After further discussion considering observation versus intervention, adjuvant TTT laser was employed to create white full-thickness demarcation around the posterior 180 degrees of the tumour's base. The aim was to cut off or reduce the tumour's circulation. Two sessions were required using a 3 mm spot size at 1000 MW and 90-msec durations. Three months after laser demarcation, a third PET/CT revealed a tumour SUV of 0 (Fig. 2B). At the last follow-up, 14 years after ¹⁰³Pd plaque brachytherapy, the choroidal melanoma remains controlled with a 37% reduction in tumour thickness (original 4.8 to 3.1 mm; Fig. 1, graph below). There is no clinically evident radiation retinopathy, maculopathy, scleropathy, optic neuropathy, or metastatic disease. The patient's visual acuity remains 20/20.

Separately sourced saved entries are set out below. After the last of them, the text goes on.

PR #9705, opened 2020-11-20
Merge blockvault into develop

huangminghuang:
## Change Description

This PR merges the blockvault branch into develop

## Change Type
**Select *ONE*:**
- [ ] Documentation

- [ ] Stability bug fix

- [x] Other

- [ ] Other - special case

## Testing Changes
**Select *ANY* that apply:**
- [ ] New Tests

- [ ] Existing Tests

- [ ] Test Framework

- [ ] CI System

- [ ] Other

## Consensus Changes
- [ ] Consensus Changes

## API Changes
- [ ] API Changes

## Documentation Additions
- [x] Documentation Additions

plugins/blockvault_client_plugin/README.md provides some basic documentation for the overview and configurations.


heifner:
Since this will be the PR referenced in future release notes. Can the description be updated with an overview of blockvault and with command line options.

plugins/blockvault_client_plugin/CMakeLists.txt
```diff
@@ -0,0 +1,29 @@
...
+
+
+if (APPLE AND EXISTS "/usr/local/opt/libpq/lib/pkgconfig")
+   # to find libpq installed by homebrew, it is required to set the environment variable PKG_CONFIG_PATH
+   if (DEFINED ENV{PKG_CONFIG_PATH})
+      set(ENV{PKG_CONFIG_PATH} "/usr/local/opt/libpq/lib/pkgconfig:$ENV{PKG_CONFIG_PATH}")
+   else()
+      set(ENV{PKG_CONFIG_PATH} "/usr/local/opt/libpq/lib/pkgconfig")
+   endif()
+endif(APPLE AND NOT DEFINED ENV{PKG_CONFIG_PATH})
```
spoonincode, line 16: this mismatch of if()/endif() causes a warning. No need to do this, just use `endif()`

spoonincode (changes requested):
Need to include libpqxx license file.

Was making libpqxx a submodule considered/attempted? It would make that easier, and at first look libpqxx looks to be somewhat easy to integrate as a submodule.

spoonincode:
The .deb files are no longer correct when libpq is linked in dynamically (which it is for at least for the 18.04 build). Since libpq is optional, when it is dynamically linked will need to wire through to the deb/rpm builder scripts that it is a dep.

spoonincode:
There are many places in the docs, help text, etc that refer to "PostgresQL", but the correct spelling is "PostgreSQL"

plugins/blockvault_client_plugin/include/eosio/blockvault_client_plugin/blockvault_client_plugin.hpp
```diff
@@ -0,0 +1,84 @@
+// CORE TODO
```
spoonincode, line 1: Should this comment section remain?

plugins/chain_plugin/chain_plugin.cpp
```diff
@@ -224,10 +225,18 @@ class chain_plugin_impl {
...
+           chain->startup(shutdown, check_shutdown, *genesis);
+       }else {
+           chain->startup(shutdown, check_shutdown);
+       }
+   }
 };
 
-chain_plugin::chain_plugin()
-:my(new chain_plugin_impl()) {
+    chain_plugin::chain_plugin()
```
spoonincode, line 238: Not sure why indentation changed here, but eosio code indentation is 3 spaces

plugins/chain_plugin/include/eosio/chain_plugin/blockvault_sync_strategy.hpp
```diff
@@ -0,0 +1,85 @@
+#pragma once
```
spoonincode, line 1: file indentation is 4 spaces

programs/nodeos/main.cpp
```diff
@@ -119,7 +120,7 @@ int main(int argc, char** argv)
          .default_unix_socket_path = "",
          .default_http_port = 8888
       });
-      if(!app().initialize<chain_plugin, net_plugin, producer_plugin, resource_monitor_plugin>(argc, argv)) {
+      if(!app().initialize<blockvault_client_plugin, chain_plugin, net_plugin, producer_plugin, resource_monitor_plugin>(argc, argv)) {
```
heifner, line 123: `blockvault_client_plugin` should be removed. It is an optional plugin.

programs/nodeos/CMakeLists.txt
```diff
@@ -58,7 +58,7 @@ target_link_libraries( ${NODE_EXECUTABLE_NAME}
         PRIVATE -Wl,${whole_archive_flag} test_control_plugin        -Wl,${no_whole_archive_flag}
         PRIVATE -Wl,${whole_archive_flag} test_control_api_plugin    -Wl,${no_whole_archive_flag}
         PRIVATE -Wl,${build_id_flag}
-        PRIVATE chain_plugin http_plugin producer_plugin http_client_plugin
+        PRIVATE chain_plugin http_plugin producer_plugin http_client_plugin blockvault_client_plugin
```
heifner, line 61: `blockvault_client_plugin` will need wrapped in the `whole_archive_flag` once removed from main.

plugins/producer_plugin/producer_plugin.cpp
```diff
@@ -674,6 +679,8 @@ if( options.count(op_name) ) { \
 
 void producer_plugin::plugin_initialize(const boost::program_options::variables_map& options)
 { try {
+   my->blockvault_plug = app().find_plugin<blockvault_client_plugin>();
+   EOS_ASSERT( my->blockvault_plug, plugin_config_exception, "blockvault_client_plugin not found" );
```
heifner, line 683: Once blockvault_plugin removed from main this will need to be removed and check for null at use.

plugins/chain_plugin/chain_plugin.cpp
```diff
@@ -1318,15 +1327,19 @@ void chain_plugin::plugin_startup()
    try {
       auto shutdown = [](){ return app().quit(); };
       auto check_shutdown = [](){ return app().is_quiting(); };
-      if (my->snapshot_path) {
+      auto bvc_plug = app().find_plugin<blockvault_client_plugin>();
+      EOS_ASSERT( bvc_plug, plugin_config_exception, "blockvault_client_plugin not found" );
```
spoonincode, line 1331: fwiw, I think you can `get_plugin("blockvault_client_plugin")` which throws if plugin not found. will save a line or two

plugins/chain_plugin/test/test_blockvault_sync_strategy.cpp
```diff
@@ -0,0 +1,153 @@
+#define BOOST_TEST_MODULE blockvault_sync_strategy
```
spoonincode, line 1: this file has 4 spaces too

programs/nodeos/main.cpp
huangminghuang: Actually, blockvault_client_plugin is mandatory. It uses wether blockvault_client_plugin::get() returns nullptr or not to check if the plugin is functional. The reason for the design is to make sure blockvault_client_plugin is initialized before chain plugin. There no control of plugin initialization order of optional plugin AFAIK.

heifner: Really, I thought you could specify dependency even when optional. For example chain_api_plugin is dependent on chain_plugin and it is optional. I believe that is honored on init/startup.

spoonincode, line 123: Not sure you actually need this since chain_plugin already REQUIRES() blockvault_client_plugin

heifner: See application.hpp initialize and startup

heifner: I don't think chain_plugin should require blockvault_client_plugin unless I'm missing something.

plugins/blockvault_client_plugin/tests/test.sh
```diff
@@ -0,0 +1,26 @@
+#!/bin/bash
+DIR="$( cd "$( dirname "${BASH_SOURCE[0]}" )" >/dev/null 2>&1 && pwd )"
+
+CONTAINER_ID=`docker run  -p 5432:5432 -e POSTGRES_PASSWORD=password -d postgres`
```
spoonincode, line 4: This exposes 5432 to the world. Unless that's needed it's probably better practice to do `-p  127.0.0.1:5432:5432` instead

huangminghuang:
> Need to include libpqxx license file.
> 
> Was making libpqxx a submodule considered/attempted? It would make that easier, and at first look libpqxx looks to be somewhat easy to integrate as a submodule.

Bucky made the call not to use submodule.

programs/nodeos/CMakeLists.txt
spoonincode: I tried locally after removing it. Didn't need whole_archive. I think maybe it being REQUIRE() from chain_plugin already gets it picked up. Not that it would really hurt anything being whole_archive'd anways

spoonincode:
The build scripts don't install the required dependencies, libpq & libpqxx, on all platforms.

More troubling is that the pinned build script is broken: it will use the system libpqxx during a pinned build which is invalid. Pinned builds cannot use any system provided c++ libraries. In this case, this is easily fixed by making libpqxx a submodule.

spoonincode:
something needs to be done with exceptions at init, as they seem to just be getting swallowed somewhere. In this case my postgresql wasn't running

```
$ programs/nodeos/nodeos --block-vault-backend postgresql://postgres:password@localhost/ -e -peosio
info  2020-11-21T21:51:50.699 nodeos    blockvault_client_plug:35     plugin_initialize    ] initializing blockvault_client plugin
Failed to initialize
$
```

spoonincode:
If the connection to the postgres server fails, it doesn't seem to be retried. Have to restart nodeos to get it to reconnect.

plugins/blockvault_client_plugin/postgres_backend.cpp
```diff
@@ -0,0 +1,196 @@
...
+#include <limits.h>
+#include <unistd.h>
+
+namespace eosio {
+namespace blockvault {
+
+postgres_backend::postgres_backend(const std::string& options)
+    : conn(options) {
+   pqxx::work w(conn);
+   w.exec("CREATE TABLE IF NOT EXISTS BlockData (watermark_bn bigint, watermark_ts bigint, lib bigint, "
```
b1bart, line 14: I'm surprised not to see indices over some of the selected columns like `watermark_(bn|ts)` `lib` and `block_id`, was that unnecessary or reserved for future perf analysis?

b1bart (changes requested):

plugins/blockvault_client_plugin/postgres_backend.cpp
```diff
@@ -0,0 +1,196 @@
...
+          "block_id bytea, previous_block_id bytea, block oid, block_size bigint);"
+          "CREATE TABLE IF NOT EXISTS SnapshotData (watermark_bn bigint, watermark_ts bigint, snapshot oid);");
+   w.commit();
+
+   conn.prepare(
+       "insert_constructed_block",
+       "INSERT INTO BlockData (watermark_bn, watermark_ts, lib, block_id, previous_block_id, block, block_size) "
+       "SELECT $1, $2, $3, $4, $5, $6, $7  WHERE NOT "
+       "EXISTS (SELECT * FROM BlockData WHERE (watermark_bn >= $1) OR (watermark_ts > $2) OR (lib > $3) OR (block_id "
```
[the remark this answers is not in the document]
huangminghuang: > if my read is correct, I think this should be `(watermark_ts >= $2)`. It is considered "double production" to produce two blocks at the same height OR the same timestamp. This statement seems to require that there is no known block with a higher or equal blocknumber OR higher timestamp which leaves open a higher blocknumber with the same timstamp.

The timestamp only changes when producer changes, i.e. it is only incremented every 12 blocks in the ideal cases. If you have the (watermark_ts >= $2), that means the producer can only produce one block every production round.

plugins/blockvault_client_plugin/postgres_backend.cpp
huangminghuang: This is what I got from https://www.w3schools.com/sql/sql_create_index.asp
```
Note: Updating a table with indexes takes more time than updating a table without (because the indexes also need an update). So, only create indexes on columns that will be frequently searched against.
```

Base on the above statement, I have double if it's worthwhile to create indexes.

.cicd/platforms/pinned/centos-7.7-pinned.dockerfile
```diff
@@ -46,7 +46,18 @@ RUN curl -LO https://dl.bintray.com/boostorg/release/1.72.0/source/boost_1_72_0.
     ./bootstrap.sh --with-toolset=clang --prefix=/usr/local && \
     ./b2 toolset=clang cxxflags='-stdlib=libc++ -D__STRICT_ANSI__ -nostdinc++ -I/usr/local/include/c++/v1 -D_FORTIFY_SOURCE=2 -fstack-protector-strong -fpie' linkflags='-stdlib=libc++ -pie' link=static threading=multi --with-iostreams --with-date_time --with-filesystem --with-system --with-program_options --with-chrono --with-test -q -j$(nproc) install && \
     cd / && \
-    rm -rf boost_1_72_0.tar.bz2 /boost_1_72_0
+    rm -rf boost_1_72_0.tar.bz2 /boost_1_72_0whi
```
johndebord, line 49: Is this a typo?

huangminghuang: yes, wIll be fixed in PR #9711

plugins/blockvault_client_plugin/postgres_backend.cpp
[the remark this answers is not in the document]
b1bart: The timestamp should change with every block.  If it isn't that is a bug.  That time should be the blocks' timestamps.  

### recording watermarks
this code is fired from the `accepted_block_header` signal from controller:

https://github.com/EOSIO/eos/blob/efadbb1/plugins/producer_plugin/producer_plugin.cpp#L229-L231

That signal is fired from `push_block` for every block that is accepted to fork-db (has proper headers) and from `commit_block` for locally constructed blocks.  That should result in it being updated every block. 


### use
This code is what prevents double signing on a node that has complete data:

https://github.com/EOSIO/eos/blob/efadbb1/plugins/producer_plugin/producer_plugin.cpp#L1374-L1389

It is a little convoluted because it is checks `>` the block num of the *current head block* (which will be our previous block making our block num 1 higher) AND it checks that our candidate `block_timestamp` is `>=` the watermarks timestamp.

plugins/blockvault_client_plugin/postgres_backend.cpp
b1bart: If we are not seeing performance issues at this time, then we can leave it as-is.  It is true that updates/inserts are more costly with indices *however* our updates have dependent queries associated with them to enforce our guarantees.

We should profile this with a substantially sized database and see if the trade of certain indices improves update time by reducing those dependent read-times more than it increases the time to write to indices.  

There is also another option where we do some fancy materialized view of the current highest watermarks BUT we should not engage in these optimizations until we have baseline performance numbers and a plan to iterate.

plugins/blockvault_client_plugin/postgres_backend.cpp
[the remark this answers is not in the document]
huangminghuang: fixed in commit 900909f2acc93a6b7b7ccfbeb5d35b7eab628b82

plugins/blockvault_client_plugin/postgres_backend.cpp
b1bart: resolving this for now as it was mostly a thing to pay attention to in our next iteration.

b1bart (approved):

b1bart:
@huangminghuang I've completed a logic review and turned it to approve.  When you and @johndebord have the build/ci issues resolved it can go in as far as I am concerned.

plugins/chain_plugin/chain_plugin.cpp
ndcgundlach: blockvault_client_plugin is no longer required, so this is no longer relevant

tests/CMakeLists.txt
```diff
@@ -105,6 +106,7 @@ add_test(NAME keosd_auto_launch_test COMMAND tests/keosd_auto_launch_test.py WOR
 set_property(TEST keosd_auto_launch_test PROPERTY LABELS nonparallelizable_tests)
 add_test(NAME db_modes_test COMMAND tests/db_modes_test.sh WORKING_DIRECTORY ${CMAKE_BINARY_DIR})
 set_tests_properties(db_modes_test PROPERTIES COST 6000)
+set_property(TEST db_modes_test PROPERTY LABELS nonparallelizable_tests)
```
spoonincode, line 109: Why is this needed? That test is designed to be parallelizable.

huangminghuang: It listens on some default TCP ports which cannot be shared with others.

spoonincode: What ports? It's launched with `--http-server-address '' --p2p-listen-endpoint ''` which has historically disabled listening on all ports.

.cicd/platforms/pinned/macos-10.14-pinned.sh
```diff
@@ -3,6 +3,8 @@ set -eo pipefail
 VERSION=1
 brew update
 brew install git cmake python libtool libusb graphviz automake wget gmp pkgconfig doxygen openssl@1.1 jq || :
+curl -LO  https://raw.githubusercontent.com/Homebrew/homebrew-core/106b4b8a421dda33c79a4018c3c3816234076331/Formula/libpqxx.rb
```
spoonincode, line 6: We've done stuff like this before and were burned by it. Why are we doing these sort of hacks instead of just using it as a submodule like it appears to be designed for? @larryk85 why are you against this being a submodule?

larryk85: I'm not against submodules as a whole. I'm against this particular dependency being a submodule for a few reasons.

We need clearly defined rules as to what is or is not a submodule in our codebase.  It is clear with some of the other recent additions as submodules that without solid rules this can lead to less than ideal situations (we have to install components or the entirety of the dependencies with our own installation, possibility of building certain things inefficiently for certain targets, etc).  

This is also in effect to aid in consistency with our dependency management and overall project management.  There are no questions as to what to do when or why, if we modify it or own it then it is a submodule.  Other than that, it lives outside of that space and we have to treat it like any other external dependency.  Also if that means that we need to have custom brew/repo mirrors for our needed versions to fill in certain targets, then that is a sufficient answer as well.  Once again we don't modify these, as such the need to update them is going to be low.

We don't own libpqxx and we do not modify libpqxx, therefore it makes little sense at this point to have it in our codebase because it is probably the easier thing to do.  I fully understand your points and if in the future we need a modified variant of the lib, then it can live in our codebase and install 'along-side' our main code install.

spoonincode: We don't own rocksdb, we don't own yubihsm, we don't own rapidjson, and we don't own amqp-cpp either. Nor did we modify those. Not submoduling looks contrarian not consistent.

It's not just the "easier thing to do", being a submodule has many obvious engineering benefits to us and usability benefits to users:
* Can universally, consistently pin at a known good version; something this PR does multiple ways contrary to your "aid in consistency with our dependency management" goal
* Seamlessly works for pinned builds in all environments; something this PR doesn't handle in all cases AFAIK
* Easier to install the required license file; something this PR doesn't handle
* Doesn't require users to chase down a dependency that isn't provided by common distros (we should _not_ start leaning on the build scripts to do that -- those need to go away. If we need a build script we've made it too hard. Good OSS should not require some obfuscated build script)

Instead we're spending significant engineering time crafting fragile unique solutions to these issues scattered throughout the CI and build scripts in an inconsistent way.

plugins/producer_plugin/producer_plugin.cpp
```diff
@@ -1131,6 +1143,10 @@ void producer_plugin::create_snapshot(producer_plugin::next_function<producer_pl
                ("message", ec.message()));
 
          my->_pending_snapshot_index.emplace(head_id, next, pending_path.generic_string(), snapshot_path.generic_string());
+
+         if ( my->blockvault != nullptr ) {
+            my->blockvault->propose_snapshot( blockvault::watermark_t{head_block_num, head_block_time}, pending_path.generic_string().c_str() );
```
swatanabe-b1, line 1148: What if this block gets forked out?

heifner: Does look like this should be called from `pending_snapshot::finalize`

huangminghuang:
> Need to include libpqxx license file.

addressed in commit 020c2867d23b73224c3d5b841ed2c13062add007

tests/CMakeLists.txt
huangminghuang: revert the change in commit b068313ccfa8b3be9d9d70f861a7dd2eccc69b46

This case demonstrates that PET/CT SUVs can be used to assess the metabolic activity in choroidal melanoma suspected of failure of local control. SUV resolution was documented shortly after TTT laser treatment of the posterior feeder blood vessels as well as 12.5 years of local control after PET/CT resolution. Intraocular melanomas may enlarge after radiation therapy. In these cases, eye cancer specialists always question intratumoural hemorrhage, edema, inflammation, or failure of local control. Differentiating clues include the presence of visible hemorrhage, vitritis, and marginal progression. These etiologies may be differentiated using observation over time, in that both blood and inflammation typically resolve within 12 weeks of brachytherapy. In contrast, the tumour height remained increased, and even the 7-month PET/CT SUV was higher than prior to plaque brachytherapy. Though these findings did not differentiate between failure of local control or post-irradiation tumour inflammation, treatment with a TTT laser that closed tumour feeder blood vessels resulted in rapid shrinkage, decreased tumour leakage on fluorescein angiography, and total loss of SUV avidity on PET/CT. Lastly, in that a TTT laser was employed, we will never know what might have happened if it was not. This case suggests that when failure of local tumour control is suspected, PET/CT can be considered as additional evidence suggesting tumour viability, which, in turn, may reduce the rates of second irradiation and enucleation. A larger study, perhaps involving multicentre data pooling, would be helpful to determine the value of PET/CT SUVs in assessing local treatment failure, the effect of tumour inflammation on PET avidity, and the success of secondary treatments.